Harmonisation in descriptions and formats  will be necessary, while accounting  for the ethical aspects of sample and data sharing according  to informed consent,  local ethical approval and the governance  structures of each HEALS partner. Identification of major gaps in knowledge and acquisition of missing data (i.e. georeferencing of the place of residence if not performed  yet) will be carried  out for all cohort participants.

 


Task 15.2 External exposure assessment (USTUTT, VTT, TNO, FERA, CSIC, OIKON, URV, KCL, NIPH, SDU, AUTH, UPMC)

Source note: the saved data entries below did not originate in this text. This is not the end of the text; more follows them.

PR #637, opened 2025-05-08
Skip Scheduled runs from Non-main branch

sumanthreddy29:
1. Update Competitive job template to check if scheduled runs are from main branch or not.

### DIFF
--- a/jobs/competitive-test.yml
+++ b/jobs/competitive-test.yml
@@ -50,57 +50,64 @@ parameters:
   default: true
 
 jobs:
-- job: ${{ parameters.cloud }}
-  strategy:
-    maxParallel: ${{ parameters.max_parallel }}
-    matrix:
-      ${{ parameters.matrix }}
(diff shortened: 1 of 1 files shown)


jobs/competitive-test.yml
```diff
@@ -56,6 +56,7 @@ jobs:
     matrix:
       ${{ parameters.matrix }}
   timeoutInMinutes: ${{ parameters.timeout_in_minutes }}
+  condition: or(eq(variables['Build.Reason'], 'Manual'), and(eq(variables['Build.Reason'], 'Schedule'), eq(variables['Build.SourceBranchName'], 'main')))
```
anson627, line 59: we still want to allow Manual, right?

anson627 (approved):

jobs/competitive-test.yml
sumanthreddy29: Yes, We allow manual runs here.

alyssa1303 (approved):

PR #639, opened 2025-05-09
Add yaml files for pod-to-pod test

alyssa1303:


modules/kustomize/iperf3/base/iperf3.yaml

The spatial relationships between environmental and health data will be analysed. In close connection with Stream 3 partners,  the availability of time-related and cumulative environmental exposures (air, soil, water) to metals/pesticides/EDC will be checked. If necessary (time mismatch, coarse spatial scale, etc.), new modelling will be envisaged.  Wherever  they exist, reference  to national and/or regional registries of neurodevelopmental disorders (autism, ADHD, learning disabilities) may help to establish  a link between prevalence  of specific disorders and exposure data. The organisation (fusion/integration) and easy updating of these complex space/time environmental and health databases will be made possible  through the HEALS database platform developed in Stream 4.

 


Task 15.3 Internal exposure assessment (ISS, AUTH, TNO, KCL, SDU, NIPH, URV, UPMV)

Critical data analysis and -omics analyses in existing samples. With the support of Stream 2 partners, available biological samples will be selected  for omics and biomarker analyses where possible for those cohorts presenting the most robust measures of health outcome (or: for those where testing is still on-going  or has to be replicated, as to obtain the most reliable indication of children’s recent exposure  profile). Attempts will also be made to reconstruct exposure  concentration through pharmacokinetic  modelling (reverse dosimetry), to understand the effects of mixtures in in vitro and possibly in vivo models, and to identify biomarkers  of effects linked to nervous  system dysfunction (DNA methylation, metabolomic, lipidomic). Levels of internal exposure  reported in the examined  cohorts  will be compared  with existing data inventories as well as with the results of previous  biomonitoring studies  performed in EU for the chemicals in study. For each of the chemicals to which mothers  and their children  are exposed, exposure  concentration  will be reconstructed using PBBK  models using the method developed in WP6 for better estimation  of toxicant levels at critical brain sites. Analysis of cohort data should identify exposure  biomarkers  able to capture the temporal dimension  of the exposure (e.g., prenatal versus postnatal and/or acute versus chronic). Biomarkers of effects (clinical parameters, -omics, etc.) indicative of significant neurobehavioural alterations may help to bridge the gap between internal dose and altered structure/function. The problem of co-exposures will be also properly addressed in data re-analysis  and as much information as possible  will be extracted to derive hypothesis  as for co-exposures and synergic/multiple health effects. Finally, cohorts where both measures of gene polymorphisms and environmental factors have been already  obtained for a high proportion of study subjects, such as ReproPl and PHIME (with similar clinical parameters  and outcomes  obtained) will allow assessment of impact of genetic susceptibility in vulnerability to environmental  risk.

 

 


Task 15.4 Application of the HEALS methodology to population studies (ISS, UPMC, KCL, NIPH, SDU, OIKON, CSIC, URV, FERA, UM, NIOM, AUTH, USTUTT)

Multi-level multi-exposure analyses will be carried  out to model the relative influence of internal and external exposures on neuropsychological outcome. Thus, we will draw upon the two exposome  components  (internal and external exposures) to predict biomarker  levels from environmental and domestic exposure sources, and to establish a causal link between biomarkers  and disease risk. The resulting association  will be applied in the pilot EXHES study performed in WP17.